- **Exercise material**:

PR #429, opened 2018-03-28
EZP-28169 - Behat Covering of Sections

m-tyrala:
| Question      | Answer
| ------------- | ---
| Tickets       | [EZP-28169](https://jira.ez.no/browse/EZP-28169)
| Bug fix?      | no
| New feature?  | no
| BC breaks?    | no
| Tests pass?   | yes/no
| Doc needed?   | no

13 tests that covers Admin -> Sections 

#### Checklist:
- [ ] Ready for Code Review

### DIFF
--- a/features/Sections.feature
+++ b/features/Sections.feature
@@ -1,0 +1,138 @@
+Feature: Sections management
+  As an administrator
+  In order to customize my eZ installation
+  I want to manage my content Sections.
+
+  Background:
+    Given I am logged as "admin"
+    And I go to "Sections" in "Admin" tab
+
+  @javascript @common
+  Scenario: Changes can be discarded while creating new Section
+    When I start creating new "Section"
+    And I set fields
+      | label      | value                  |
+      | Name       | Test Section           |
+      | Identifier | TestSectionIdentifier  |
+    And I click on the edit action bar button "Discard changes"
+    Then I should be on "Sections" page
+    And there's no "Test Section" on "Sections" list
+
+  @javascript @common
+  Scenario: New Section can be added
+    When I start creating new "Section"
+    And I set fields
+      | label      | value                  |
+      | Name       | Test Section           |
+      | Identifier | TestSectionIdentifier  |
+    And I click on the edit action bar button "Create"
+    Then I should be on "Section" "Test Section" page
+    And "Content items" list in "Section" "Test Section" is empty
+    And "Section" "Test Section" has proper attributes
+      | label      | value                 |
+      | Name       | Test Section          |
+      | Identifier | TestSectionIdentifier |
+
+  @javascript @common
+  Scenario: I can navigate to Admin / Sections through breadcrumb
+    Given I go to "Test Section" "Section" page
+    When I click on "Sections" on breadcrumb
+    Then I should be on "Sections" page
+
+  @javascript @common
+  Scenario: Content item assignation can be discarded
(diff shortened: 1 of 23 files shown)


src/lib/Behat/PageObject/SectionPage.php
```diff
@@ -0,0 +1,120 @@
...
+    }
+
+    /**
+     * Verifies if list of Content items is empty.
+     *
+     * @param string $tabName
+     */
+    public function verifyListIsEmpty(): void
+    {
+        $firstRowValue = $this->adminLists['Content items']->table->getCellValue(1,1);
```
mnocon: I'd change it into two separate assertions:
Assert item count is equal to 1
Assert the message

src/lib/Behat/BusinessContext/AdministrationContext.php
```diff
@@ -176,18 +177,37 @@ public function iGoToListItem(string $itemName, string $itemType, string $itemCo
      */
     public function iStartEditingItem(string $itemType, string $itemName, ?string $containerName = null): void
```
mnocon: I think this one should be split into two separate steps:
One:
```
* @When I start editing :itemType :itemName		     
* @When I start editing :itemType :itemName from :containerName
```
and second
```
 
* @When I start editing :itemType :itemName from details page
```

src/lib/Behat/BusinessContext/AdministrationContext.php
```diff
@@ -176,18 +177,37 @@ public function iGoToListItem(string $itemName, string $itemType, string $itemCo
...
+            ->startEditingItem($itemName);
     }
 
     /**
-     * @When I delete :itemType :itemName
-     * @When I delete :itemType :itemName from :itemContainer
+     * @When I delete :itemType
+     * @When I delete :itemType from :containerName
      */
-    public function iDeleteItem(string $itemType, string $itemName, ?string $itemContainer = null): void
```
mnocon: Same here: I'd split it into 3 steps (I delete, I delete from container, I delete from details page). I don't think we need to have such complicated steps.

features/Sections.feature
```diff
@@ -0,0 +1,137 @@
...
+  @javascript @common
+  Scenario: Content item can be reassigned to section from the Sections details
+    Given I go to "Media" "Section" page
+    When I start assigning to "Media" from "Section" page
+      And I select content "Media/Images" through UDW
+      And I confirm UDW the selection
+    Then I should be on "Section" "Media" page
+      And content items list in section "Media" contains items
+      | Name   | Content Type | Path  |
+      | Images | Folder       | Media |
```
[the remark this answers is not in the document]
m-tyrala: Next scenario `Empty section can be deleted` serves as an assertion here. I don't really want to create `Then` steps that contains navigation actions.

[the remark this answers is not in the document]
mnocon: You're right that it's not pretty (I don't have any better idea). But still, for me it's better to have a clunky assertion in the same test which does the action than to have a hidden assertion in the next test (I didn't know that Sections behave like that and was really puzzled what happened to the assigned item 🤔 )

One potential reason: one day we may decide that the one of these tests is less important and we will run it less often - meaning that this assertion will also be executed less often.

m-tyrala:
@lserwatka this one can be merged

PR #432, opened 2018-03-29
EZP-28168 - Behat Covering of SystemInfo

m-tyrala:
| Question      | Answer
| ------------- | ---
| Tickets       | [EZP-28168](https://jira.ez.no/browse/EZP-28168)
| Bug fix?      | no
| New feature?  | no
| BC breaks?    | no
| Tests pass?   | yes/no
| Doc needed?   | no

5 tests that covers Admin -> System Information

#### Checklist:
- [ ] Ready for Code Review

### DIFF
--- a/src/lib/Behat/PageObject/SystemInfoPage.php
+++ b/src/lib/Behat/PageObject/SystemInfoPage.php
@@ -1,0 +1,76 @@
+<?php
+
+/**
+ * @copyright Copyright (C) eZ Systems AS. All rights reserved.
+ * @license For full copyright and license information view LICENSE file distributed with this source code.
+ */
+namespace EzSystems\EzPlatformAdminUi\Behat\PageObject;
+
+
+use EzSystems\EzPlatformAdminUi\Behat\Helper\UtilityContext;
+use EzSystems\EzPlatformAdminUi\Behat\PageElement\AdminList;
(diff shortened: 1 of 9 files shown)


src/lib/Behat/PageObject/SystemInfoPage.php
```diff
@@ -0,0 +1,76 @@
...
+    public function verifySystemInfoRecords(string $tableName, array $records): void
+    {
+        $this->adminLists[$tableName]->verifyVisibility();
+        $tableHash = $this->adminLists[$tableName]->table->getTableHash();
+
+        foreach($records as $desiredRecord) {
+            $found = false;
+            foreach ($tableHash as $actualRecord) {
+                if($desiredRecord['Name'] === $actualRecord['Name']) {
+                    $found = true;
```
mnocon: You can `break` once `found` is true.
Or it can be done in a slightly different manner:
intersect the $desired array with $actual (so only the ones that are present in both are left) and then check if the result is the same as $desired (it should be).
See https://github.com/ezsystems/ezplatform-admin-ui/blob/master/src/lib/Behat/Helper/EnvironmentRestore.php#L90

m-tyrala:
Yeah, after Section merge this PR should be rebased.

m-tyrala:
@lserwatka this one can be merged.

PR #434, opened 2018-03-30
EZEE-1610: Ignore Language Picker for Content with one Language

mnocon:
| Question      | Answer
| ------------- | ---
| Tickets       | https://jira.ez.no/browse/EZEE-1610
| Bug fix?      | no
| New feature?  | yes
| BC breaks?    | no
| Tests pass?   | yes
| Doc needed?   | no

This change is for 1.1 - since 2.1 release, the Language Picker is not visible if Content has only one language.

This is required by: https://github.com/ezsystems/flex-workflow/pull/97/files

#### Checklist:
- [x] Ready for Code Review

### DIFF
--- a/src/lib/Behat/BusinessContext/ContentViewContext.php
+++ b/src/lib/Behat/BusinessContext/ContentViewContext.php
@@ -13,6 +13,7 @@ use EzSystems\EzPlatformAdminUi\Behat\PageElement\RightMenu;
 use EzSystems\EzPlatformAdminUi\Behat\PageElement\UniversalDiscoveryWidget;
 use EzSystems\EzPlatformAdminUi\Behat\PageObject\ContentStructurePage;
 use EzSystems\EzPlatformAdminUi\Behat\PageObject\PageObjectFactory;
+use EzSystems\EzPlatformAdminUi\UI\Value\Content\Language;
 use PHPUnit\Framework\Assert;
 
 class ContentViewContext extends BusinessContext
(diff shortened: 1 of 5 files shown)


src/lib/Behat/BusinessContext/ContentViewContext.php
```diff
@@ -42,15 +42,19 @@ public function startCreatingArticle(string $name): void
...
     {
         $rightMenu = new RightMenu($this->utilityContext);
         $rightMenu->clickButton('Edit');
 
         $languagePicker = new LanguagePicker($this->utilityContext);
-        $languagePicker->chooseLanguage($language);
+
+        if ($languagePicker->isVisible()) {
+            $languagePicker->chooseLanguage($language);
+        }
```
m-tyrala: Have you checked, how it's going to behave if there'll be a bug and language picker appears when it shouldn't? 
`chooseLanguage` function will throw an error, or will choose first available language? If it's second case we probably wont detect such bug.

mnocon: Good question, I can add an additional assertion here, something like:
if a picker is visible then check if there is more than one language to pick from, what do you think?

m-tyrala: I think that is a good solution.

mnocon:
@lserwatka this one can be merged too

PR #437, opened 2018-04-03
EZP-29049: As a user, I want to delete a single item in the trash.

mikadamczyk:
| Question      | Answer
| ------------- | ---
| Tickets       | https://jira.ez.no/browse/EZP-29049
| Bug fix?      |no
| New feature?  | yes
| BC breaks?    |no
| Tests pass?   | yes
| Doc needed?   |no

There is no way to delete a single item (or multiple items) in the trash. There is only one button: Empty trash.

screen shot 2018-04-03 at 3 39 35 pm

screen shot 2018-04-03 at 3 36 36 pm

#### Checklist:
- [x] Ready for Code Review

### DIFF
--- a/src/bundle/Controller/TrashController.php
+++ b/src/bundle/Controller/TrashController.php
@@ -4,6 +4,8 @@
  * @copyright Copyright (C) eZ Systems AS. All rights reserved.
  * @license For full copyright and license information view LICENSE file distributed with this source code.
  */
+declare(strict_types=1);
+
 namespace EzSystems\EzPlatformAdminUiBundle\Controller;
 
 use eZ\Publish\API\Repository\ContentService;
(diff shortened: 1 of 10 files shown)


src/bundle/Resources/public/js/scripts/admin.trash.list.js
```diff
@@ -31,15 +31,20 @@
...
     const buttonRestore = document.querySelector('#trash_item_restore_restore');
     const buttonRestoreUnderNewParent = document.querySelector('#trash_item_restore_location_select_content');
+    const buttonDelete = document.querySelector('#delete-trash-items');
 
     const enableButtons = (event) => {
+        const deleteCheckbox = document.querySelector('form[name="trash_item_delete"] input[type="checkbox"][value="' + event.target.value + '"]');
         const isNonEmptySelection = checkboxes.some(el => el.checked);
         const isMissingParent = checkboxes.some(el => el.checked && parseInt(el.dataset.isParentInTrash, 10) === 1);
 
+        if (deleteCheckbox !== null) {
```
dew326: `if (deleteCheckbox) {` is enough.

src/bundle/Resources/views/admin/trash/list.html.twig
```diff
@@ -83,6 +97,18 @@
                     {{ form_widget(form_trash_item_restore._token) }}
                     {{ form_end(form_trash_item_restore, { 'render_rest': false }) }}
                 </div>
+
+                {{ form_start(form_trash_item_delete, {
+                    'action': path('ezplatform.trash.delete')
+                }) }}
+                {% for key, form in form_trash_item_delete.trash_items %}
+                {% set trash_item = trash_items[key] %}
+                        {{ form_widget(form) }}
```
dew326: indentation

src/bundle/Controller/TrashController.php
```diff
@@ -240,4 +266,48 @@ public function restoreAction(Request $request): Response
...
+     *
+     * @throws \Symfony\Component\OptionsResolver\Exception\InvalidOptionsException
+     * @throws \Symfony\Component\Translation\Exception\InvalidArgumentException
+     * @throws \eZ\Publish\API\Repository\Exceptions\UnauthorizedException
+     * @throws \LogicException
+     * @throws \InvalidArgumentException
+     */
+    public function deleteAction(Request $request): Response
+    {
+        if ($this->isGranted(new Attribute('content', 'remove'))) {
```
webhdx: Use early return/redirection in this case.

webhdx: Use early return/redirection in this case.

PR #439, opened 2018-04-05
EZP-29065: As an system administrator I would to collapse fieldtype f…

sunpietro:
…orms in the content type edit/create views

| Question      | Answer
| ------------- | ---
| Tickets       | https://jira.ez.no/browse/EZP-29065
| Bug fix?      | no
| New feature?  | yes
| BC breaks?    | no
| Tests pass?   | yes
| Doc needed?   | no


sunpietro:
cc @inakijv @SylvainGuittard

SylvainGuittard:
Thanks @sunpietro for this improvement!
Regarding the design, could you please change the color of the button and the orientation of the icon when collapsed?
image

Is it possible after adding a field to open this specific field?

sunpietro:
@SylvainGuittard regarding the colors and icons: I'll do it
But in terms of displaying the fieldtype form visible after adding it, then it will require more wokr on the backend side. This fix is purely frontend fix. Maybe we should create a followup for someone from the backend devs.

SylvainGuittard:
@sunpietro I will create this follow up story :)
Thanks

wizhippo:
Nice:)  How about drag and drop ordering?

SylvainGuittard:
@sunpietro Sorry for bothering you again about design :)
Why do you have a different background color when the field is visible? Is it because the button status is `active`?

lserwatka:
I think the bigger arrow like @SylvainGuittard made it in the mockup looks better.

sunpietro:
@SylvainGuittard yes, it's because it's in focus state. I can remove it.

lserwatka:
@m-tyrala could you update Behat test here, according to this change?

SylvainGuittard:
@sunpietro You can keep it. We'll see with @inakijv later.
@lserwatka is right. It looks better when the icon is a little bit bigger :)

sunpietro:
The size of an icon has been increased.

src/bundle/Resources/views/admin/content_type/create.html.twig
```diff
@@ -70,12 +70,20 @@
...
 
-                    <div class="card ez-card ez-card--fieldtype-container">
+                    <div class="card ez-card ez-card--fieldtype-container mb-3 ez-card--collapsed">
                         <div id="field-definition-{{ value.identifier }}" class="ez-card__header ez-card__header--secondary">
                             {{ form_widget(field_definition.selected, {
                                 'label': '%s (%s)' | format(value.names[language_code], value.fieldTypeIdentifier),
                                 'label_attr': {class: 'checkbox-inline'}
                             }) }}
+                            <button class="ez-card__body-display-toggler btn">
+                                <svg class="ez-icon ez-icon--medium ez-icon--caret-down" aria-hidden="true">
```
dew326: I think the `aria-hidden` is not correctly set. Both are hidden? If you want to use `aria-hidden` you should also change the state of it when user clicks on the button and change the state.

sunpietro: Well, I disagree. By using any `aria-*` attributes you're informing screen readers about the element purpose. In this case, when using `aria-hidden` it doesn't mean it's visually hidden. It means that screen readers can omit this piece of HTML code and process the next HTML nodes.

dew326: According to the W3C recommendations: 
```
aria-hidden (state)§

Indicates whether the element is exposed to an accessibility API. See related aria-disabled.

User agents determine an element's hidden status based on whether it is rendered, and the rendering is usually controlled by CSS. For example, an element whose display property is set to none is not rendered. An element is considered hidden if it, or any of its ancestors are not rendered or have their aria-hidden attribute value set to true.
```
ref: https://www.w3.org/TR/wai-aria-1.1/#aria-hidden

So as I understand this if you set `aria-hidden=true` the screen reader will omit this element.

sunpietro: Yes, it hidden for screen readers only.

dew326: So on a screen reader, you will not be able to expand the card?

sunpietro: It's a screen reader, it won't try to read the code of the icon. The button will still work. If we try to increase the accessibility of our interface maybe we should start applying correct `aria` attributes here and there in our codebase.
In this case, it just hides an icon from reading it.

src/lib/Behat/PageElement/Notification.php
```diff
@@ -21,6 +22,7 @@ public function __construct(UtilityContext $context)
             'alert' => '.alert',
             'successAlert' => '.alert-success',
             'failureAlert' => '.alert-danger',
+            'closeAlert' => '.alert-success.show button',
```
dew326: I have some suggestions to make it more bulletproof. 
`closeAlert` do not match to the class `.alert-success` - this should be `closeSuccessAlert` or use selector '.alert'.
The `button` is to generic, there might be at some point more buttons in alert, I would rather use `button.close` selector.

barbaragr:
@lserwatka I'm working on this :)

PR #443, opened 2018-04-13
EZP-29066: As a website administrator, I want to see the roles assigned to a user or user group

mikadamczyk:
| Question      | Answer
| ------------- | ---
| Tickets       | https://jira.ez.no/browse/EZP-29066
| Bug fix?      | no
| New feature?  | yes
| BC breaks?    |no
| Tests pass?   | yes
| Doc needed?   |no

As a website administrator, I want to see the roles assigned to a user or user group

screen shot 2018-04-13 at 4 04 09 pm

#### Checklist:
- [x] Ready for Code Review

### DIFF
--- a/src/lib/Tab/ConditionalTabInterface.php
+++ b/src/lib/Tab/ConditionalTabInterface.php
@@ -1,0 +1,25 @@
+<?php
+
+/**
+ * @copyright Copyright (C) eZ Systems AS. All rights reserved.
+ * @license For full copyright and license information view LICENSE file distributed with this source code.
+ */
+declare(strict_types=1);
+
+namespace EzSystems\EzPlatformAdminUi\Tab;
+
+/**
+ * Conditional Tab interface needs to be implemented by tabs,
+ * which needs to be evaluate depends on context.
+ */
+interface ConditionalTabInterface
+{
+    /**
+     * Get information about tab presence.
+     *
+     * @param array $parameters
+     *
+     * @return bool
+     */
+    public function evaluate(array $parameters): bool;
+}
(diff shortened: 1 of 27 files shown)


SylvainGuittard:
Good job @mikadamczyk !
I like it 🎉

src/lib/Tab/ConditionalTabInterface.php
```diff
@@ -0,0 +1,25 @@
...
+interface ConditionalTabInterface
+{
+    /**
+     * Get information about tab presence.
+     *
+     * @param array $parameters
+     *
+     * @return bool
+     */
+    public function getPresence(array $parameters): bool;
```
webhdx: Proposition: `isVisible()`?

Nattfarinn: To hide or display is not responsibility of this interface. `evaluate` would be more proper name here.

src/lib/Tab/Event/Subscriber/ConditionalTabSubscriber.php
```diff
@@ -0,0 +1,77 @@
...
+     * @param TabInterface[] $tabs
+     * @param array $parameters
+     *
+     * @return array
+     */
+    private function processTabs($tabs, $parameters): array
+    {
+        foreach ($tabs as $tab) {
+            if ($tab instanceof ConditionalTabInterface && !$tab->evaluate($parameters)) {
+                unset($tabs[$tab->getIdentifier()]);
```
Nattfarinn: As we have `TAB_GROUP_INITIALIZE` now, I would not go this way. I would reverse this logic as it make much more sense to add tabs if they match condition instead of removing tabs which don't.

I would remove this `processTabs` method and move foreach to `onTabGroupInitialize` with something like this:

```
foreach ($tabs as $tab) {
    if ($tab instanceof ConditionalTabInterface && $tab->evaluate($parameters)) {
        $tabGroup->addTab($tab);
    }
}
```

barbaragr:
follow-up https://jira.ez.no/browse/EZP-29113

PR #447, opened 2018-04-18
EZP-29067: As a website administrator, I want to see the policies assigned to a user or user group

mikadamczyk:
| Question      | Answer
| ------------- | ---
| Tickets       | https://jira.ez.no/browse/EZP-29067
| Bug fix?      |no
| New feature?  | yes
| BC breaks?    |no
| Tests pass?   | yes
| Doc needed?   |no

screen shot 2018-04-18 at 2 34 48 pm

#### Checklist:
- [x] Ready for Code Review

### DIFF
--- a/src/bundle/Resources/views/content/tab/policies/limitation_values.html.twig
+++ b/src/bundle/Resources/views/content/tab/policies/limitation_values.html.twig
@@ -1,5 +1,17 @@
 {% extends '@EzSystemsRepositoryForms/limitation_values.html.twig' %}
 
+{% block ez_limitation_node_value %}
+    {% spaceless %}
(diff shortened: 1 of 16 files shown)


src/bundle/Resources/views/content/tab/policies/limitation_values.html.twig
```diff
@@ -0,0 +1,124 @@
+{# fallback block for limitations without defined value mapper #}
+{% block ez_limitation_value_fallback %}
```
webhdx: Do you add anything particular to this template? Extending the original file from repository-forms would make more sense because it will make it safe after something was added there.

PR #449, opened 2018-04-19
EZP-28806: As a developer I want to define the SiteAccess name

ViniTou:
| Question      | Answer
| ------------- | ---
| Tickets       | https://jira.ez.no/browse/EZP-28806
| Bug fix?      | no
| New feature?  | yes
| BC breaks?    | yes
| Tests pass?   | yes
| Doc needed?   | yes

#### Checklist:
- [x] Ready for Code Review

### DIFF
--- a/src/bundle/Resources/views/content/content_preview.html.twig
+++ b/src/bundle/Resources/views/content/content_preview.html.twig
@@ -42,7 +42,7 @@
                 <div class="ez-preview__item ez-preview__item--siteaccess">
                     <select class="form-control">
                         {% for previewSiteaccess in siteaccesses %}
-                            <option value="{{ path('_ezpublishPreviewContent', {'contentId': content.id, 'versionNo': versionNo, 'language': language_code, 'siteAccessName': previewSiteaccess}) }}">{{ previewSiteaccess }}</option>
+                            <option value="{{ path('_ezpublishPreviewContent', {'contentId': content.id, 'versionNo': versionNo, 'language': language_code, 'siteAccessName': previewSiteaccess}) }}">{{ previewSiteaccess|trans({}, 'ezplatform_siteaccess') ~ ' (' ~ previewSiteaccess ~ ')' }}</option>
                         {% endfor %}
                     </select>
                 </div>


src/bundle/Templating/Twig/SiteAccessNameExtension.php
```diff
@@ -0,0 +1,49 @@
...
+    {
+        return [
+            new Twig_SimpleFunction(
+                'ezplatform_admin_ui_site_access_name',
+                [$this, 'getSiteAccessName']
+            ),
+        ];
+    }
+
+    public function getSiteAccessName(
```
mikadamczyk: Missing docblock

src/bundle/Resources/views/content/content_preview.html.twig
```diff
@@ -42,7 +42,7 @@
                 <div class="ez-preview__item ez-preview__item--siteaccess">
                     <select class="form-control">
                         {% for previewSiteaccess in siteaccesses %}
-                            <option value="{{ path('_ezpublishPreviewContent', {'contentId': content.id, 'versionNo': versionNo, 'language': language_code, 'siteAccessName': previewSiteaccess}) }}">{{ previewSiteaccess }}</option>
+                            <option value="{{ path('_ezpublishPreviewContent', {'contentId': content.id, 'versionNo': versionNo, 'language': language_code, 'siteAccessName': previewSiteaccess}) }}">{{ ezplatform_admin_ui_site_access_name(previewSiteaccess) ~ ' (' ~ previewSiteaccess ~ ')' }}</option>
```
webhdx: I don't think the label should have format: `Readable name (identifier)` but simply `Readable name`. Can you double check that with wireframes?

src/bundle/Templating/Twig/SiteAccessNameExtension.php
```diff
@@ -0,0 +1,49 @@
...
+    public function __construct(TranslatorInterface $translator)
+    {
+        $this->translator = $translator;
+    }
+
+    public function getFunctions()
+    {
+        return [
+            new Twig_SimpleFunction(
+                'ezplatform_admin_ui_site_access_name',
```
webhdx: You don't have to prefix twig function with `ezplatform_admin_ui`, simple `siteaccess_label(identifier)` is enough. 

Also please note it's called `siteaccess` not `site access`. This also applies to the method names where you are using `siteAccess` term.

src/bundle/Resources/views/content/content_preview.html.twig
ViniTou: Based on:
https://jira.ez.no/browse/EZP-28806?focusedCommentId=222740&page=com.atlassian.jira.plugin.system.issuetabpanels:comment-tabpanel#comment-222740

src/bundle/Resources/views/content/content_preview.html.twig
```diff
@@ -42,7 +42,7 @@
                 <div class="ez-preview__item ez-preview__item--siteaccess">
                     <select class="form-control">
                         {% for previewSiteaccess in siteaccesses %}
-                            <option value="{{ path('_ezpublishPreviewContent', {'contentId': content.id, 'versionNo': versionNo, 'language': language_code, 'siteAccessName': previewSiteaccess}) }}">{{ previewSiteaccess }}</option>
+                            <option value="{{ path('_ezpublishPreviewContent', {'contentId': content.id, 'versionNo': versionNo, 'language': language_code, 'siteAccessName': previewSiteaccess}) }}">{{ siteaccess_label(previewSiteaccess) ~ ' (' ~ previewSiteaccess ~ ')' }}</option>
```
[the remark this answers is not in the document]
Nattfarinn: @lserwatka @webhdx I would use just: `previewSiteaccess|trans({}, 'ezplatform_siteaccess')` instead of TWIG function for now in that case. Better to implement twig helper directly in new Core bundle to avoid BC break instead of having two or one of them deprecated or something.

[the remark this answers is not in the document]
SylvainGuittard: Indeed a TWIG helper will be very useful for frontend developer. Definitely something to add to core bundle.
ping @bdunogier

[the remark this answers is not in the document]
ViniTou: Well, as I told during demo this will go into new separate package.
@lserwatka

DominikaK:
@bdunogier doc is not done yet, we usually do it when the JIRA ticket falls into our lap and link there, but we can also try adding links here if that makes things easier.

bdunogier:
No problem @DominikaK. I think that it helps, yes. As a bonus, if in the doc PR you reference the PR that introduced the documented feature, the link will show up both ways (doc <-> code).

- **Requirement**:
Each line in the material above that mentions the word "sense" must be copied.

- **Response below**:
Nattfarinn: As we have `TAB_GROUP_INITIALIZE` now, I would not go this way. I would reverse this logic as it make much more sense to add tabs if they match condition instead of removing tabs which don't.
webhdx: Do you add anything particular to this template? Extending the original file from repository-forms would make more sense because it will make it safe after something was added there.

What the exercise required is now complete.